The random variables $X_1$ and $X_2$ are independent and $\mathcal N(0, 1)$-distributed. Set $$Y_1=\frac{X_1^2-X_2^2}{\sqrt{X_1^2+X_2^2}} $$ and $$Y_2=\frac{2X_1\cdot X_2}{\sqrt{X_1^2+X_2^2}} $$
I want to show that $Y_1$ and $Y_2$ are independent $\mathcal N(0, 1)$-distributed random variables.

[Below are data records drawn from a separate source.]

PR #334, opened 2025-08-06
Implement XR_META_simultaneous_hands_and_controllers extension

devloglogan:
Adds implementation of the [`XR_META_simultaneous_hands_and_controllers`](https://registry.khronos.org/OpenXR/specs/1.1/html/xrspec.html#XR_META_simultaneous_hands_and_controllers) extension. Really simple extension wrapper. Just has a function to check if the feature is supported, and functions to resume/pause it.

Right now the only thing of note in testing is that upon pausing simultaneous tracking, a few of the following errors print out:
```
hand_controller.gd:33 @ _process(): Condition "!v.is_finite()" is true.
```

The errors are printed from `RenderSceneCull::instance_set_transform()`, not sure why at the moment (will try to look into more soon). I know I see this error printed elsewhere from time to time, I believe related to render models or hand tracking meshes. So, I don't think this extension does anything wrong and could still be merged. Perhaps an issue should be made to track this `!v.s_finite()` error? I'll possibly do that after looking into it a bit more.


m4gr3d (approved):
Looks good!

My idea was to define $X_1$ and $X_2$ as functions of $Y_1$ and $Y_2$, find the Jacobian and use the fact that we know the joint distribution of $(X_1,X_2)$ to find $f_{Y_1,Y_2}$. If the density $f_{Y_1,Y_2}$ turns out to be multivariate normal with a covariance matrix being diagonal (uncorrelated), then we know that $Y_1$ and $Y_2$ are independent and normally distributed. Am I correct?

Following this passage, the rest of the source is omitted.